ACTIVITY ▸ Beneath this line are the data; copy exactly the part of them that opens with the line containing "check** — the" and closes with the line containing "greysonlalonde, line 133: **Event", and only that part.

EXERCISE INPUTS ▸

---------------

PR #4513, opened 2026-02-19
supporting parallel tool use

lorenzejay:


lib/crewai/src/crewai/agents/crew_agent_executor.py
```diff
@@ -698,6 +699,343 @@ def _handle_native_tool_calls(
...
+                }
+                self.messages.append(assistant_message)
+
+                def _execute_one(
+                    idx: int,
+                    call_id: str,
+                    func_name: str,
+                    func_args: str | dict[str, Any],
+                    original_tool: Any | None,
+                    should_execute: bool,
```
greysonlalonde: **Missing cache + hook support in parallel path**

The parallel `_execute_one` function is missing several features that the sequential path (below) has:

- **No cache read** — the sequential path checks `self.tools_handler.cache.read()`
- **No cache write** — the sequential path calls `self.tools_handler.cache.add()` after execution
- **No `cache_function` check** — the sequential path calls `original_tool.cache_function(args_dict, raw_result)`
- **No `before_tool_call` hooks** — the sequential path calls `get_before_tool_call_hooks()`
- **No `after_tool_call` hooks** — the sequential path calls `get_after_tool_call_hooks()`

This means any user relying on tool caching or hooks will silently lose that functionality whenever the LLM returns >1 tool call in a batch.

Consider extracting a shared single-tool-execution method (like the experimental executor does with `_execute_single_native_tool_call`) so both paths stay in sync.

lib/crewai/src/crewai/agents/crew_agent_executor.py
```diff
@@ -698,6 +699,343 @@ def _handle_native_tool_calls(
         if not tool_calls:
             return None
```
greysonlalonde, line 691: **~230 lines of duplication between parallel and sequential paths**

The parallel path (lines 701–936) largely duplicates the sequential path below it. This is what caused issue #1 (missing cache/hooks) — it's easy to miss features when copy-pasting.

The experimental executor handles this much better by extracting `_execute_single_native_tool_call` and reusing it for both the parallel (`ThreadPoolExecutor`) and sequential paths. The same pattern should be applied here to keep the two paths consistent and maintainable.

lib/crewai/tests/agents/test_native_tool_calling.py
```diff
@@ -64,6 +71,73 @@ class FailingTool(BaseTool):
...
+        if current > maximum:
+            maximum = current
+    return maximum
+
+
+def _assert_tools_overlapped() -> None:
+    windows = ParallelProbe.windows()
+    local_windows = [
+        w
+        for w in windows
```
greysonlalonde, line 133: **Event handler leak across tests**

Each call to `_attach_parallel_probe_handler()` registers a *new* handler on `crewai_event_bus` via `@crewai_event_bus.on(ToolUsageFinishedEvent)`, but these handlers are never unregistered. Since every test method calls this function, handlers accumulate — by the Nth test, there are N handlers firing for each `ToolUsageFinishedEvent`.

Consider either:
- Registering the handler once (e.g., in a session-scoped fixture) and only calling `ParallelProbe.reset()` per test, or
- Returning a cleanup callable and tearing it down after each test.

lib/crewai/tests/agents/test_native_tool_calling.py
```diff
@@ -122,7 +255,7 @@ def test_openai_agent_kickoff_with_tools_mocked(
         self, calculator_tool: CalculatorTool
```
greysonlalonde, line 255: **Nit: Unrelated model name changes**

This PR changes model names in several existing tests (`gpt-4o-mini` → `gpt-5-nano`, `gemini-2.0-flash-exp` → `gemini-2.5-flash`, `azure/gpt-4o-mini` → `azure/gpt-5-nano`) with corresponding cassette updates.

These are unrelated to parallel tool support. Consider splitting them into a separate commit to keep the diff focused and easier to review.

lib/crewai/src/crewai/agents/crew_agent_executor.py
```diff
@@ -698,6 +699,343 @@ def _handle_native_tool_calls(
...
+                    result: str = "Tool not found"
+                    if not should_execute and original_tool:
+                        result = (
+                            f"Tool '{func_name}' has reached its usage limit of "
+                            f"{original_tool.max_usage_count} times and cannot be used anymore."
+                        )
+                    elif hook_blocked:
+                        result = f"Tool execution blocked by hook. Tool: {func_name}"
+                    elif from_cache:
+                        pass
```
greysonlalonde: **Minor: Thread safety on shared mutable state**

When `_execute_one` runs in parallel threads via `ThreadPoolExecutor`:

- `BaseTool.run()` does `self.current_usage_count += 1` — this is a LOAD_ATTR + BINARY_ADD + STORE_ATTR sequence that isn't atomic even under the GIL. Two threads calling the same tool could lose an increment.
- `self.task.increment_tools_errors()` is similarly called from threads without synchronization.

In practice this is low-risk (a lost count of 1 is unlikely to matter), but worth noting. The experimental executor sidesteps this for `max_usage_count` tools by falling back to sequential execution via `_should_parallelize_native_tool_calls` — consider adding the same guard here.

lib/crewai/tests/agents/test_native_tool_calling.py
```diff
@@ -64,6 +71,73 @@ class FailingTool(BaseTool):
...
+
+    _lock = threading.Lock()
+    _windows: list[tuple[str, float, float]] = []
+
+    @classmethod
+    def reset(cls) -> None:
+        with cls._lock:
+            cls._windows = []
+
+    @classmethod
```
greysonlalonde, line 90: **Nit: Redundant double-recording in ParallelProbe**

Each tool's `_run()` calls `ParallelProbe.record()` directly (using `time.perf_counter()`), AND `_attach_parallel_probe_handler()` registers an event handler that also calls `ParallelProbe.record()` (using `event.started_at.timestamp()`, which is epoch seconds).

So every execution produces two records in `_windows`. The assertions still pass because the two time scales don't interfere with each other in the sweep-line algorithm, but the double recording is confusing. Consider picking one approach:
- Record only from the event handler (tests the full event pipeline), or
- Record only from `_run()` (simpler, more direct).

lib/crewai/tests/agents/test_agent_executor.py
```diff
@@ -462,3 +463,176 @@ def mock_kickoff_side_effect():
...
+        def slow_two() -> str:
+            time.sleep(0.2)
+            return "two"
+
+        executor._available_functions = {"slow_one": slow_one, "slow_two": slow_two}
+        executor.state.pending_tool_calls = [
+            {
+                "id": "call_1",
+                "function": {"name": "slow_one", "arguments": "{}"},
+            },
```
greysonlalonde, line 530: **Nit: Tight timing bound may flake on CI**

`assert elapsed < 0.35` for two `time.sleep(0.2)` calls. On a loaded CI runner, thread pool startup + scheduling overhead could push elapsed time past 0.35s. Consider a more generous bound (e.g., `< 0.5`) — still proves parallelism vs the sequential baseline of ~0.4s.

---------------

SOLUTION TO THE PROBLEM ▸
- **No `cache_function` check** — the sequential path calls `original_tool.cache_function(args_dict, raw_result)`
- **No `before_tool_call` hooks** — the sequential path calls `get_before_tool_call_hooks()`
- **No `after_tool_call` hooks** — the sequential path calls `get_after_tool_call_hooks()`

This means any user relying on tool caching or hooks will silently lose that functionality whenever the LLM returns >1 tool call in a batch.

Consider extracting a shared single-tool-execution method (like the experimental executor does with `_execute_single_native_tool_call`) so both paths stay in sync.

lib/crewai/src/crewai/agents/crew_agent_executor.py
```diff
@@ -698,6 +699,343 @@ def _handle_native_tool_calls(
         if not tool_calls:
             return None
```
greysonlalonde, line 691: **~230 lines of duplication between parallel and sequential paths**

The parallel path (lines 701–936) largely duplicates the sequential path below it. This is what caused issue #1 (missing cache/hooks) — it's easy to miss features when copy-pasting.

The experimental executor handles this much better by extracting `_execute_single_native_tool_call` and reusing it for both the parallel (`ThreadPoolExecutor`) and sequential paths. The same pattern should be applied here to keep the two paths consistent and maintainable.

lib/crewai/tests/agents/test_native_tool_calling.py
```diff
@@ -64,6 +71,73 @@ class FailingTool(BaseTool):
...
+        if current > maximum:
+            maximum = current
+    return maximum
+
+
+def _assert_tools_overlapped() -> None:
+    windows = ParallelProbe.windows()
+    local_windows = [
+        w
+        for w in windows
```
greysonlalonde, line 133: **Event handler leak across tests**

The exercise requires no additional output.